Buchanan remained out of politics for several years, until 1926 when he announced his intention to run for Pima County treasurer. Three Democrats entered the primary, Buchanan, Herbert C. Chambers, and Charles F. Gulden. In a close race, which included a recount, Buchanan edged out Gulden 1956 votes to 1800. Buchanan followed this with a landslide victory over Republican Walter E. Fuller in the November election, getting almost twice as many votes, 1625 to 850. Buchanan ran for re-election for county treasurer in 1928. He ran unopposed in both the Democrats' primary and the November general election.

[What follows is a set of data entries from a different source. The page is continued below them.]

PR #5122, opened 2025-05-30
enable multiple BLE connections

TychoVrahe:
This PR allows two BLE connections simultaneously, in order to enable easy connection switching.

After a new (already bonded) device connect, the previous connection is immediately terminated. 

Advertising while a device is connected is only allowed if 2 or more devices are bonded, otherwise no advertising while connected.


Hannsek:
> Advertising while a device is connected is only allowed if 2 or more devices are bonded, otherwise no advertising while connected.

Why is that?

TychoVrahe:
@Hannsek Why would you want that? no other device can connect as the only one bonded is connected, and it consumes more energy to advertise

Hannsek:
Oh, sorry, I thought the advertising is actually "pairing mode".

core/embed/io/ble/inc/io/ble.h
```diff
@@ -77,8 +78,10 @@ typedef enum {
   BLE_CONNECTED = 1,          // Connected to a device
   BLE_DISCONNECTED = 2,       // Disconnected from a device
   BLE_PAIRING_REQUEST = 3,    // Pairing request received
-  BLE_PAIRING_CANCELLED = 4,  // Pairing was cancelled by host
+  BLE_PAIRING_CANCELLED = 4,  // Pairing was canceled by host
   BLE_PAIRING_COMPLETED = 5,  // Pairing was completed successfully
+  BLE_CONNECTION_CHANGED =
+      6,  // Connection change (e.g. different device connected)
```
mmilata, line 84: I'm wondering if we can guarantee that nRF and STM32 agree on which data packet belongs to which connection, especially those that are in queues when this event comes? Does the application firmware need to send some kind of `BLE_CONNECTION_CHANGED_ACK` command before nRF starts handling the new connection? Or we can have address at the start of every packet.

TychoVrahe: i added the address to data packets in https://github.com/trezor/trezor-firmware/commit/93539bc2e9d0fb67c1c7481f655a8e2cab216059

nrf checks the address when it receives data from STM - but this is still not good enough, as on STM side the address is stored in BLE driver, but it should probably go to app and back to guarantee consistency. But that likely leads to larger changes in application/connection handling.

core/embed/io/ble/stm32/ble.c
```diff
@@ -172,13 +180,9 @@ static void ble_process_rx_msg_status(const uint8_t *data, uint32_t len) {
...
     return;
   }
-  if (len < sizeof(event_status_msg_t)) {
-    // insufficient data length
-    return;
-  }
 
   event_status_msg_t msg;
-  memcpy(&msg, data, sizeof(event_status_msg_t));
+  memcpy(&msg, data, MIN(sizeof(event_status_msg_t), len));
```
cepetr, line 185: if `len < sizeof(event_status_msg_t)`, then the `msg` structure may be partially uninitialized. What about clearing it by declaring:
```
event_status_msg_t msg = {0};
```

core/embed/io/ble/stm32/ble.c
```diff
@@ -638,11 +695,17 @@ uint32_t ble_read(uint8_t *data, uint16_t max_len) {
 
   uint16_t read_len = 0;
 
-  tsqueue_dequeue(queue, data, max_len, &read_len, NULL);
+  uint8_t rx_data[BLE_DATA_SIZE];
+
+  tsqueue_dequeue(queue, rx_data, sizeof(rx_data), &read_len, NULL);
+
+  // first 7 bytes is MAC, ignore for now
+  memcpy(data, &rx_data[BLE_DATA_HEADER_SIZE],
```
cepetr: Not sure about this, but if we receive fewer than `BLE_DATA_HEADRER_SIZE` bytes, then `MIN(read_len - BLE_DATA_HEADER_SIZE, max_len)` could evaluate to a negative value.

core/embed/io/ble/stm32/ble.c
TychoVrahe: fixed https://github.com/trezor/trezor-firmware/commit/94080ceb76a0288e680a704e723e0730daaedc10

core/embed/io/ble/stm32/ble.c
TychoVrahe: such data shouldn't be enqueued in first place, see `ble_process_data`. That said, i still added an explicit check into the reading function: https://github.com/trezor/trezor-firmware/commit/94080ceb76a0288e680a704e723e0730daaedc10

PR #5124, opened 2025-06-01
ci(core): disable authenticity tests on HW CI

romanz:
T2B1 device seems to have a locked bootloader so #5087 is not enough.
https://github.com/trezor/trezor-firmware/actions/runs/15368486126/job/43244403997#step:8:19


romanz:
Tested at https://github.com/trezor/trezor-firmware/actions/runs/15373743145/job/43256175098.

mmilata (approved):

PR #5125, opened 2025-06-01
fix(core): Eckhart doesn't have a separate confirm page

romanz:
Found when debugging a flaky test in https://github.com/trezor/trezor-firmware/pull/5115 (due to the extra debuglink click sent).


core/embed/rust/src/ui/layout_eckhart/flow/get_address.rs
```diff
@@ -111,7 +111,7 @@ pub fn new_get_address(
             TextScreenMsg::Menu => Some(FlowMsg::Info),
         })
         .one_button_request(ButtonRequest::from_num(br_code, br_name))
-        .with_pages(|address_pages| address_pages + 1);
+        .with_pages(|address_pages| address_pages);
```
bieleluk: Is this line needed at all? Cannot we just get rid of it if we do not want to remap the page number?

romanz: Thanks! 
Removed in 497a2d2f7e.

bieleluk (approved):

PR #5132, opened 2025-06-02
fix pm_get_state syscall stub

TychoVrahe:


core/embed/sys/syscall/stm32/syscall_stubs.c
```diff
@@ -695,7 +695,7 @@ pm_status_t pm_hibernate(void) {
   return (pm_status_t)syscall_invoke0(SYSCALL_POWER_MANAGER_HIBERNATE);
 }
 
-pm_status_t pm_get_status(pm_state_t *status) {
+pm_status_t pm_get_state(pm_state_t *status) {
```
obrusvit: The parameter can be named `state`

TychoVrahe: yep https://github.com/trezor/trezor-firmware/commit/d02b13cc8bed745d35c2f35e8762aab3bf2761df

PR #5135, opened 2025-06-03
fix(core): close previous homescreen before changing it

romanz:
Otherwise, it will fail due to double `ImageBuffer` locking.
    
Also, add a test to reproduce the locking issue.

### DIFF
--- a/core/src/trezor/ui/layouts/delizia/__init__.py
+++ b/core/src/trezor/ui/layouts/delizia/__init__.py
@@ -152,6 +152,13 @@ def confirm_multisig_different_paths_warning() -> Awaitable[None]:
 def confirm_homescreen(
     image: bytes,
 ) -> Awaitable[None]:
+
+    from trezor import workflow
+
+    # Closing current homescreen workflow unlocks internal ImageBuffer,
+    # in order to display the new homescreen image.
+    workflow.close_others()
+
     return raise_if_not_confirmed(
         trezorui_api.confirm_homescreen(
             title=TR.homescreen__title_set,
--- a/tests/device_tests/test_msg_applysettings.py
+++ b/tests/device_tests/test_msg_applysettings.py
@@ -261,6 +261,10 @@ def test_apply_homescreen_jpeg_single_message(client: Client):
             client.call(messages.ApplySettings(homescreen=b""))
             client.refresh_features()
 
+            client.set_expected_responses(EXPECTED_RESPONSES_NOPIN)
+            client.call(messages.ApplySettings(homescreen=img))
+            client.refresh_features()
+
 
 @pytest.mark.models(skip=["legacy", "safe3"])
 def test_apply_homescreen_jpeg_progressive(client: Client):


romanz:
https://github.com/trezor/trezor-firmware/blob/d65b4f0e869a02006084f34f8ca7cebbb7c80202/core/.changelog.d/1120.added#L1
#5015 was not released in 2.8.10, so removing the changelog entry in https://github.com/trezor/trezor-firmware/pull/5135/commits/0107666237d6f80cf42fc711c7dc87f109f81f1e.

mmilata:
Oh, good catch. It is seems related to #5015 but it's actually caused by #5089. I asked @obrusvit to remove `close_others` because it was not clear why it was there and it ended up [copypasted to Eckhart](https://github.com/trezor/trezor-firmware/pull/4775#discussion_r2102630035).

I think image buffer locking is model-dependent implementation detail - can you please move `close_others` back under trezor.ui.layouts and add a fat warning why it is there?😅

romanz:
https://github.com/trezor/trezor-firmware/pull/5135/commits/d5c5b255ae1f686f6eefb7de8a130e8c3035b57f reverted #5089 and added a comment at `core/src/trezor/ui/layouts/delizia/__init__.py`.

obrusvit:
Thank you, should we `close_others()` also in the corresponding function for Eckhart, i.e. `core/src/trezor/ui/layouts/eckhart/__init__.py`?

romanz:
> should we `close_others()` also in the corresponding function for Eckhart?

IIUC, only Delizia uses `CachedJpeg` and `ImageBuffer` in its homescreen flows, so I think this issue doesn't happen in Eckhart:
https://data.trezor.io/dev/firmware/ui_report/15421761191/T3W1-en-core_device_test/passed/T3W1_en-device_tests-test_msg_applysettings.py%3A%3Atest_apply_homescreen_jpeg_single_message.html

obrusvit:
@romanz you're absolutely right. Although later on we may want to implement it similarly as Delizia also for Eckhart. We will know  better :)

mmilata (approved):

bosomt:
**QA OK**

- tried to load custom homescreen into device multiple times via trezorctl ✅ 
- unloaded and loaded homescreen via Suite and then changed it to custom homescreen ✅ 

**Info:**
 - Suite version: desktop 25.7.0 (4c4289cf9e7e4c3cf217f7974565ed818697bd64)
 - Browser: Mozilla/5.0 (Macintosh; Intel Mac OS X 10_15_7) AppleWebKit/537.36 (KHTML, like Gecko) TrezorSuiteDev/25.7.0 Chrome/134.0.6998.178 Electron/35.1.2 Safari/537.36
 - OS: MacIntel
 - Screen: 1512x982
 - Device: Trezor T3T1 2.9.0 regular (revision f906a91ebf561e99a9449b6f8082cfc123bbce09)

Hannsek:
Is this tested on trezorctl as well @bosomt?

bosomt:
@Hannsek yes i did, updated my comment 

```
➜  ~ history | grep moon
 1087  trezorctl set homescreen tothemoon.jpg
 1129  trezorctl set homesecreen tothemoon.jpg
 1131  trezorctl set homescreen tothemoon.jpg
 1408  trezorctl set homescreen tothemoon.jpg
➜  ~
```

PR #5396, opened 2025-07-21
Menus for Eckhart

ibz:


core/embed/rust/src/ui/layout_eckhart/ui_firmware.rs
```diff
@@ -468,6 +471,9 @@ impl FirmwareUI for UIEckhart {
         let header = if info {
             Header::new(title)
                 .with_right_button(Button::with_icon(theme::ICON_INFO), HeaderMsg::Menu)
+        } else if external_menu {
```
romanz, line 476: nit: maybe raise an exception if both `info` and `external_menu` are set?

core/src/trezor/ui/layouts/delizia/__init__.py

In 1930 Buchanan was precluded from running for re-election for county treasurer due to term limits. In December he was short-listed to become Tucson's city treasurer, and was appointed to that position in January 1931. He was Tucson's first city treasurer under their new charter. As city treasurer, he was the first to hire a full-time Spanish-American to the treasurer's staff. Buchanan lost the city treasurer position in 1932, when due to budget cuts the position was consolidated into the city clerk's office. Later in the year, in November, Mit Simms, Arizona State Treasurer, appointed Buchanan to be the inheritance tax examiner for Pima County, to fill out the remaining term of Bradford Duncan, who had died. He held the position until July 1935, when W. M. Cox, then state treasurer, decided not to re-appoint him.

In 1936 Buchanan decided to run for a seat on Tucson's Board of Supervisors, in the second district. In the Democrats' primary in September, Buchanan came in third of four candidates.